> **Problem requirements**: Where the string "after" occurs in a line of the data below, that line should be copied.

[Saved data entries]
╭──

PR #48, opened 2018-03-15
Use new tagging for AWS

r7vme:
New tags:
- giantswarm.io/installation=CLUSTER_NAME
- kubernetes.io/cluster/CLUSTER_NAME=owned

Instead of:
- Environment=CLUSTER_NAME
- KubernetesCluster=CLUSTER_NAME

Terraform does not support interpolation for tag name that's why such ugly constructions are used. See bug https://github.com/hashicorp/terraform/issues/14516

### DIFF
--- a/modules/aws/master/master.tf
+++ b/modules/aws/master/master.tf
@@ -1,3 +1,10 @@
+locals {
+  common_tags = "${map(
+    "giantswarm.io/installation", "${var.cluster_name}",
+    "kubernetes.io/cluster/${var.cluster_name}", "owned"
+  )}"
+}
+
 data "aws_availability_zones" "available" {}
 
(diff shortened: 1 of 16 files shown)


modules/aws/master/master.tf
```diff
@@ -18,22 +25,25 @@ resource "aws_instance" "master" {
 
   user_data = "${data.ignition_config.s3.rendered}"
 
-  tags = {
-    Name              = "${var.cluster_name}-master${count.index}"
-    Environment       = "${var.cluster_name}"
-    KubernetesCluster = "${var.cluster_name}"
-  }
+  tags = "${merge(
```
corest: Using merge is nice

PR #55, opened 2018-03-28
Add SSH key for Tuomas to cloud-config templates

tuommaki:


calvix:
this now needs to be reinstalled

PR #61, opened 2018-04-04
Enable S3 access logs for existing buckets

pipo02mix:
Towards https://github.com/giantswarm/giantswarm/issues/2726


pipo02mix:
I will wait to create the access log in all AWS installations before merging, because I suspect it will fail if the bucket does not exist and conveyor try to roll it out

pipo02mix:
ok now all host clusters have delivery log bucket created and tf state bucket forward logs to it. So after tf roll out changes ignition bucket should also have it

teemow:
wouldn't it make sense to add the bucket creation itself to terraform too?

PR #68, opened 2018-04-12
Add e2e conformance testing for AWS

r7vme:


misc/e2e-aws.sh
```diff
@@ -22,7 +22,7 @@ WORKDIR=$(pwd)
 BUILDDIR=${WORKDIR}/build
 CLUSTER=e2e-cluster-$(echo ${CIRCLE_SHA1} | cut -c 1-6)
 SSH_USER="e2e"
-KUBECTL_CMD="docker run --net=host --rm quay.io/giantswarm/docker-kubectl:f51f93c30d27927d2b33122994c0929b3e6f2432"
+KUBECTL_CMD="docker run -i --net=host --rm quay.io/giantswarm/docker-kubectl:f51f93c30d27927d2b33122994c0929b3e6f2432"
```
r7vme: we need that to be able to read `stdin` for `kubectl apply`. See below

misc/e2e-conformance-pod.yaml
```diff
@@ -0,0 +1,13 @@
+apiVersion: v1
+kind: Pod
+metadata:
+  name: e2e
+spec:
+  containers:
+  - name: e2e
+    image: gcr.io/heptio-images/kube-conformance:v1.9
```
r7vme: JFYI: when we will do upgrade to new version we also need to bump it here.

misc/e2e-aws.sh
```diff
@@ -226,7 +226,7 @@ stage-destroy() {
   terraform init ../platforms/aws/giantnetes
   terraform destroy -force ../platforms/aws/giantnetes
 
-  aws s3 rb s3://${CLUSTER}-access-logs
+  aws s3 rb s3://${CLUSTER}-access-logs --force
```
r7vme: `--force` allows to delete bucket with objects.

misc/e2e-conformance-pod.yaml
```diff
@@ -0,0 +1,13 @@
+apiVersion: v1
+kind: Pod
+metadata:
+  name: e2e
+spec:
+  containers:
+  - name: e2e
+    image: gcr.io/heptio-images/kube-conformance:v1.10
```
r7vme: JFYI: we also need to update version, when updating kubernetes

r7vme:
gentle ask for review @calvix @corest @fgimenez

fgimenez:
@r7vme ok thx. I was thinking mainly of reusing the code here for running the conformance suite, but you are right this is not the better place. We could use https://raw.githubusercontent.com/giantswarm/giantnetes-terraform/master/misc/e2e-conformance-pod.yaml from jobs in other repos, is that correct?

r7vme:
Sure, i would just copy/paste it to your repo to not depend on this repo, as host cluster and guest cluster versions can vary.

╰──
╭──

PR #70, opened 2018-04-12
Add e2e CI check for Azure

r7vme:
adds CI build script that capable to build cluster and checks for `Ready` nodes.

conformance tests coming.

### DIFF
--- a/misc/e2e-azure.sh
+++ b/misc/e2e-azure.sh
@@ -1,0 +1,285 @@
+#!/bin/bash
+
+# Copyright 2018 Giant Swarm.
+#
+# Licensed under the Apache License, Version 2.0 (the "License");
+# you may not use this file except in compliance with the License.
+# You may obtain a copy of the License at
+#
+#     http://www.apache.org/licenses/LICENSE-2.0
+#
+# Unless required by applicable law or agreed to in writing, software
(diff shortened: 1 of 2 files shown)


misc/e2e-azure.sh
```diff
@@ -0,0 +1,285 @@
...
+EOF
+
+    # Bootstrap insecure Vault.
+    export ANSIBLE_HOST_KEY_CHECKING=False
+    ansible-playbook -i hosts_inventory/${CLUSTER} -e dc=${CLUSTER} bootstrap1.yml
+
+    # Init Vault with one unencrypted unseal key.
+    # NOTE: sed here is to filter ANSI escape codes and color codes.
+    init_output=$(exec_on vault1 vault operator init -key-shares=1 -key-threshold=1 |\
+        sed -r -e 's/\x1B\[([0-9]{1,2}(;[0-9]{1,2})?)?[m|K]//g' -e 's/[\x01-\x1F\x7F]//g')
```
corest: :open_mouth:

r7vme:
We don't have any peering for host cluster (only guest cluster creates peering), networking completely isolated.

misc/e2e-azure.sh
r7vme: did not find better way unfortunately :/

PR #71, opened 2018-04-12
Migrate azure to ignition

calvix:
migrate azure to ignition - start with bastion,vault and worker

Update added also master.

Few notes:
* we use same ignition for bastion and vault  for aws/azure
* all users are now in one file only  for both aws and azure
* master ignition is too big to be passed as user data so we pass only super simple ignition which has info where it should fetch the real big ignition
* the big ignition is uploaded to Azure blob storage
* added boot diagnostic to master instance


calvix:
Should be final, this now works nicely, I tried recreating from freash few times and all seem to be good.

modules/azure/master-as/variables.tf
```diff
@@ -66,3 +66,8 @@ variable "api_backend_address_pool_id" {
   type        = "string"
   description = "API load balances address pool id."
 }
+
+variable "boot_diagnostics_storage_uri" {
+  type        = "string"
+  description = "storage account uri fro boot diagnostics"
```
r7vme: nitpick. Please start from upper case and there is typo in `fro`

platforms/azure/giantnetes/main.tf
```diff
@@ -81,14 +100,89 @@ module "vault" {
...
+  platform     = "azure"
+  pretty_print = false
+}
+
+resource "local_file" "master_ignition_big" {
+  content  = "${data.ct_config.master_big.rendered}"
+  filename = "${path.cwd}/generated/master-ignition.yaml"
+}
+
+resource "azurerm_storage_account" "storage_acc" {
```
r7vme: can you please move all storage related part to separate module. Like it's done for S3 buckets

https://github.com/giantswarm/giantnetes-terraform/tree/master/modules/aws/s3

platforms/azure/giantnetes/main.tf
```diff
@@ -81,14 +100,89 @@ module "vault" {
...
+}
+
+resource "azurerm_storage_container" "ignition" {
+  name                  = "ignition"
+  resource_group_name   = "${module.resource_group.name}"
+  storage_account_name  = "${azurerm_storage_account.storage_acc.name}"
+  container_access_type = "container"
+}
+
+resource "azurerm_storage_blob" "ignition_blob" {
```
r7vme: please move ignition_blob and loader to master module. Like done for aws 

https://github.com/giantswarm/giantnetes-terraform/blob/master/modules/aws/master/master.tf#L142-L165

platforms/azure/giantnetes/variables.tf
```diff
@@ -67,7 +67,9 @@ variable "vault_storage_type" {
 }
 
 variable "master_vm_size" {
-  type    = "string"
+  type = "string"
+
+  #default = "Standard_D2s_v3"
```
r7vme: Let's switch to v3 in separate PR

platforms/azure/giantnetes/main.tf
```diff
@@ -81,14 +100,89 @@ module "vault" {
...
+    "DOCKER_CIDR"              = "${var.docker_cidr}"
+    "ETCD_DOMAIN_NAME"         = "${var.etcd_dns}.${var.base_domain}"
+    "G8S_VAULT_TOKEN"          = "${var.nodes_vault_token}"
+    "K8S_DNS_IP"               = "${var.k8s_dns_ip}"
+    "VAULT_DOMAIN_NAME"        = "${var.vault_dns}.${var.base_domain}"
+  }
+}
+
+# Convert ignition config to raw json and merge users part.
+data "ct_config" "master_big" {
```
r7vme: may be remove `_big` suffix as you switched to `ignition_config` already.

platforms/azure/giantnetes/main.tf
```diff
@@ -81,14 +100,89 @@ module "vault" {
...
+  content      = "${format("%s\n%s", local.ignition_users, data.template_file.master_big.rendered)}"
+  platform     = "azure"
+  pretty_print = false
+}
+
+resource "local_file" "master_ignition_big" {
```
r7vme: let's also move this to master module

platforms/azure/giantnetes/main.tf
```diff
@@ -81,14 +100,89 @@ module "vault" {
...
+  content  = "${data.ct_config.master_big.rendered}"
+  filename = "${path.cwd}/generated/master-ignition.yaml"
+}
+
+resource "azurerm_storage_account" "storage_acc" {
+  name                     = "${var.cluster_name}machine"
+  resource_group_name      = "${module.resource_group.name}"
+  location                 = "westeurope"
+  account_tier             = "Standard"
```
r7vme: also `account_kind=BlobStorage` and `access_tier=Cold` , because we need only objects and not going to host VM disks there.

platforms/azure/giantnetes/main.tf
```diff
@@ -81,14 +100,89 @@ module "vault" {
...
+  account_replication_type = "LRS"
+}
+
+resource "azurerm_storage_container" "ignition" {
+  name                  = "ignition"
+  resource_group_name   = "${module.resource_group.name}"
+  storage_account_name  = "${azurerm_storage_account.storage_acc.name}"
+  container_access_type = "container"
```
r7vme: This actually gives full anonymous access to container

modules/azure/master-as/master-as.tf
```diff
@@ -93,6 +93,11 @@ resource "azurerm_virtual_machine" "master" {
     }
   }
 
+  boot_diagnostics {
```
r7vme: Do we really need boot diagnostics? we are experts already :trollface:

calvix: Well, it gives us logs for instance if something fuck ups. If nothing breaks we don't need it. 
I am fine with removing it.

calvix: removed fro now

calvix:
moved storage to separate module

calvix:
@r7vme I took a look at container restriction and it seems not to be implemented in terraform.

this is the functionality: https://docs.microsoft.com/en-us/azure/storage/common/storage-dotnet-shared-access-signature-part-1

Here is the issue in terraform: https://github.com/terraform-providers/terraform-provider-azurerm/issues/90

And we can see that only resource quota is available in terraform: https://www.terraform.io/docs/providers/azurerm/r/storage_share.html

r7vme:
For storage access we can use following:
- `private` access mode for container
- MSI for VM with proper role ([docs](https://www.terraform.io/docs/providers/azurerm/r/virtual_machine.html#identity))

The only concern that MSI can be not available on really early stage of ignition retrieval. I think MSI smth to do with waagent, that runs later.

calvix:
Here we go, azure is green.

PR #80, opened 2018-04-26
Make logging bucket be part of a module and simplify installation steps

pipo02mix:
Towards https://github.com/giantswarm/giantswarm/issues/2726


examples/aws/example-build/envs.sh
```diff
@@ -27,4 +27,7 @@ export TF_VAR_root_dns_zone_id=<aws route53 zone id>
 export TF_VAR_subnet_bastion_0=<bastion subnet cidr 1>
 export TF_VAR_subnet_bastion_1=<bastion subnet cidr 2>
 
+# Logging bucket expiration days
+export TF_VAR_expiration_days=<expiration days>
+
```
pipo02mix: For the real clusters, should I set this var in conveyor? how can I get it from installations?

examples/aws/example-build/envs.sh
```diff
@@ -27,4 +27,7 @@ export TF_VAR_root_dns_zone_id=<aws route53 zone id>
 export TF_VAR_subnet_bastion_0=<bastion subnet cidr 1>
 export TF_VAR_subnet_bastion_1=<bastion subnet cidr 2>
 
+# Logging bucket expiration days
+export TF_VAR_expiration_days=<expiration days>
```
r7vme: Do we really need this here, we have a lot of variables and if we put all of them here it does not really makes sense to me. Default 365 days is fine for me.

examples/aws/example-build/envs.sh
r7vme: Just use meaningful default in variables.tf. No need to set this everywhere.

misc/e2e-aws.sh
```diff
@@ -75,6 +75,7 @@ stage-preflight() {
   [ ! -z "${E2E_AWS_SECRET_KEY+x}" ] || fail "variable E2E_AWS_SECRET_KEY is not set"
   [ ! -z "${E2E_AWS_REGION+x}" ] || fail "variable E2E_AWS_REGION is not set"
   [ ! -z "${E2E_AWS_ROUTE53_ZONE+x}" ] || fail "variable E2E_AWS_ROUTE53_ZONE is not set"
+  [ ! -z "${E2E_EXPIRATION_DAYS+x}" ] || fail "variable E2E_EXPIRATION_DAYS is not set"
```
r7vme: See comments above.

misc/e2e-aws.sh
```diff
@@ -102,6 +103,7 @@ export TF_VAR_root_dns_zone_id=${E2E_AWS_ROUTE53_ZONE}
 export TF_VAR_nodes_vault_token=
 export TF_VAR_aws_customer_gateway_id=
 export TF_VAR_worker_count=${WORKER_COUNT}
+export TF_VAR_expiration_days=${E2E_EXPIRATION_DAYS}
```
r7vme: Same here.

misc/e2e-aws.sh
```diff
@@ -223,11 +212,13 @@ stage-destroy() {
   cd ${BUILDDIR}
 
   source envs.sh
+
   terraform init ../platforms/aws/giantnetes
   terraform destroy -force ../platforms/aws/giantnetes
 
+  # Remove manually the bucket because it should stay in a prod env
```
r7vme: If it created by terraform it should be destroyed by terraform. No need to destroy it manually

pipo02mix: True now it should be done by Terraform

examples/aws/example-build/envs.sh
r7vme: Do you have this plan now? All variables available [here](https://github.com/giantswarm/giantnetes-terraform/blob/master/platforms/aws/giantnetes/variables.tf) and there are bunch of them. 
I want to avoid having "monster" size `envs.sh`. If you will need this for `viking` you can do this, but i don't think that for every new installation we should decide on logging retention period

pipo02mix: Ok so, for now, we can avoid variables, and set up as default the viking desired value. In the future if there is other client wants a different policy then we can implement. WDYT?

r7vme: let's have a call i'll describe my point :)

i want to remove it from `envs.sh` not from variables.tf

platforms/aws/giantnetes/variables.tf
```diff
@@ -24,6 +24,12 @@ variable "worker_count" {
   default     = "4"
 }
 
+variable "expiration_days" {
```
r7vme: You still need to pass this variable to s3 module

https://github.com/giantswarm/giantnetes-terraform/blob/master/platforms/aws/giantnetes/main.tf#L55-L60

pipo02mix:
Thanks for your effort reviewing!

╰──
╭──

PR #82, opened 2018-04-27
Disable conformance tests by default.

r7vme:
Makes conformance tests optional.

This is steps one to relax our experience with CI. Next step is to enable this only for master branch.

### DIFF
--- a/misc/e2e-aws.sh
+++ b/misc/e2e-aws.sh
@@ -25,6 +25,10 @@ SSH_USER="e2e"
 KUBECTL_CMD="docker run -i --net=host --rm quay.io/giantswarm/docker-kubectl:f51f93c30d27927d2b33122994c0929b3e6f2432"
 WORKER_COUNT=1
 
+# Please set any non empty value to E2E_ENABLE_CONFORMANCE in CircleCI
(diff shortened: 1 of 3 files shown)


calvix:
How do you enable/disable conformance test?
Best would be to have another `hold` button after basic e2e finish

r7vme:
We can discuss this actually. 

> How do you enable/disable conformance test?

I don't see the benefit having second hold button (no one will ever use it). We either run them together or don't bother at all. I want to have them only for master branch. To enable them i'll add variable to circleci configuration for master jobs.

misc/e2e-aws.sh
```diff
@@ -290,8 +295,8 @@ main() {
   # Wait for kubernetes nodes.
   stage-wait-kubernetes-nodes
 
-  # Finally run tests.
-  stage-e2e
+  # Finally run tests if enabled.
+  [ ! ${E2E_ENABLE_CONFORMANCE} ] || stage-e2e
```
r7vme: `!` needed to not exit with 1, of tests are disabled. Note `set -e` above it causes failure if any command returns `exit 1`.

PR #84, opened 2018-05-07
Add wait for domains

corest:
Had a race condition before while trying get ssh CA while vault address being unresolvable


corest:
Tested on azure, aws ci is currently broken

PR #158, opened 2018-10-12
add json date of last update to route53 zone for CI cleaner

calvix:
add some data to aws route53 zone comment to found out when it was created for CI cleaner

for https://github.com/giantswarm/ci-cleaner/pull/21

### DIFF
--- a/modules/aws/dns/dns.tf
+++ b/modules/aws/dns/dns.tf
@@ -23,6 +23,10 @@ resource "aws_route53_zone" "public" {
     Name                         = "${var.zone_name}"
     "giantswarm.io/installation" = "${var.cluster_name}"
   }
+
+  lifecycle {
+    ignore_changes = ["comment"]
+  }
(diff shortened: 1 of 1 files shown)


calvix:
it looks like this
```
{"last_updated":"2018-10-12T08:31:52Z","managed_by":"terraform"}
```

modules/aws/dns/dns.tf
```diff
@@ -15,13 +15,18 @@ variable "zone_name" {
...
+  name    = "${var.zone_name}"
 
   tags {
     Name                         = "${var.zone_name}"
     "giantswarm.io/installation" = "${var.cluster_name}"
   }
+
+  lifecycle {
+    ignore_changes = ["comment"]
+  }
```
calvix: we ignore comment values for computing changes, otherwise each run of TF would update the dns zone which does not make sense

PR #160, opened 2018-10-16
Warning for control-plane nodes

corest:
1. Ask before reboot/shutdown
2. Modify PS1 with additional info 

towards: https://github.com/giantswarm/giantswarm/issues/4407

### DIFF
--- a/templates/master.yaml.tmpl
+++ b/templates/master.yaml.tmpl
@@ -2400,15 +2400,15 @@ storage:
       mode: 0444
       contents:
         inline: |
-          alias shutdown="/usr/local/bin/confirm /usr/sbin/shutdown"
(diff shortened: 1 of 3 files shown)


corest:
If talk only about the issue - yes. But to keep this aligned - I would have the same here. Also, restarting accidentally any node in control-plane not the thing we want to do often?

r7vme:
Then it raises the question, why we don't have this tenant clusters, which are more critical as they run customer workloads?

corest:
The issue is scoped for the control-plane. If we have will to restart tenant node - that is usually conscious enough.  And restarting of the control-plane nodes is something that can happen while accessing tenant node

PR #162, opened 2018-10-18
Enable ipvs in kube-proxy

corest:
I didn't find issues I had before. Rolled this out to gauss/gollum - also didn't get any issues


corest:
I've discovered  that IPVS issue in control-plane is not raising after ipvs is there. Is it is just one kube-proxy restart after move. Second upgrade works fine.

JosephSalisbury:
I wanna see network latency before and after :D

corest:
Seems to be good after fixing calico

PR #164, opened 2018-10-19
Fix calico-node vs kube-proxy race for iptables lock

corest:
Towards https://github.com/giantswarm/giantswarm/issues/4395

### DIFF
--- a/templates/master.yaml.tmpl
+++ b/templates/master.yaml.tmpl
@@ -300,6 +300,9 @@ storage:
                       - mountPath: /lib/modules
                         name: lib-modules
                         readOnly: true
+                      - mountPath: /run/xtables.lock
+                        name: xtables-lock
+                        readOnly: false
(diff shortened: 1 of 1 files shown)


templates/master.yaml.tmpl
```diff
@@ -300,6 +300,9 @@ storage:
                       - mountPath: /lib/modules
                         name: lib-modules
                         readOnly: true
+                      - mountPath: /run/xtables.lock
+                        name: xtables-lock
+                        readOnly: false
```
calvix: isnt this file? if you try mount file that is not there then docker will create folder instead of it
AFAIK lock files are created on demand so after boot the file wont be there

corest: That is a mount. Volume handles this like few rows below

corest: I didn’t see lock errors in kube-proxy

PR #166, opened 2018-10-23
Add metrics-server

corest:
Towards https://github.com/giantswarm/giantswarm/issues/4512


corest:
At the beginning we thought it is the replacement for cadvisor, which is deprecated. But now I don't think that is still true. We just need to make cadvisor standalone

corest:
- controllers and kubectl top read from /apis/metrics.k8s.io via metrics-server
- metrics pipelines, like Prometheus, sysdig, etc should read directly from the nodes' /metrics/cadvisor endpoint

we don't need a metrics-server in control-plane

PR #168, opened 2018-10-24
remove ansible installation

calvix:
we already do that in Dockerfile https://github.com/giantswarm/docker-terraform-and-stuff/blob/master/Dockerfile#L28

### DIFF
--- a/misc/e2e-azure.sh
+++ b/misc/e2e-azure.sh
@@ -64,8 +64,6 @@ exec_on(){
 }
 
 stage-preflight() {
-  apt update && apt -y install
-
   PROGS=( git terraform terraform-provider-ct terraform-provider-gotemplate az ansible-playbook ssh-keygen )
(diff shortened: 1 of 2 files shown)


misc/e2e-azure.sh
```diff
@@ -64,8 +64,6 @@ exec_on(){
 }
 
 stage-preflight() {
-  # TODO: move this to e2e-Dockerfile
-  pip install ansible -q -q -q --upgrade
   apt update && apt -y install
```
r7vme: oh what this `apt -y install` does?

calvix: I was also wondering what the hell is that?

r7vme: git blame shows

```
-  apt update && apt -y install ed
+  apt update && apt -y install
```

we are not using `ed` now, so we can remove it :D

╰──

> **Written answer**:
ok now all host clusters have delivery log bucket created and tf state bucket forward logs to it. So after tf roll out changes ignition bucket should also have it
Best would be to have another `hold` button after basic e2e finish
I've discovered  that IPVS issue in control-plane is not raising after ipvs is there. Is it is just one kube-proxy restart after move. Second upgrade works fine.
I wanna see network latency before and after :D
Seems to be good after fixing calico
AFAIK lock files are created on demand so after boot the file wont be there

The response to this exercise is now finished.